▸ Work request: Can you quote the records below in full, word for word?

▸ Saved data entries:

PR #10392, opened 2025-10-02
feat: allow editing queued messages with up arrow key

### LINKED ISSUE #10390: Support editing of queued messages

add the functionality into the queued messages to polish the UX to make it more clear as well as allowing users to easily keypress up so that the queued message can be changed
-- @abhipatel12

▸ Exercise result:
PR #10392, opened 2025-10-02
feat: allow editing queued messages with up arrow key

### LINKED ISSUE #10390: Support editing of queued messages

add the functionality into the queued messages to polish the UX to make it more clear as well as allowing users to easily keypress up so that the queued message can be changed
-- @abhipatel12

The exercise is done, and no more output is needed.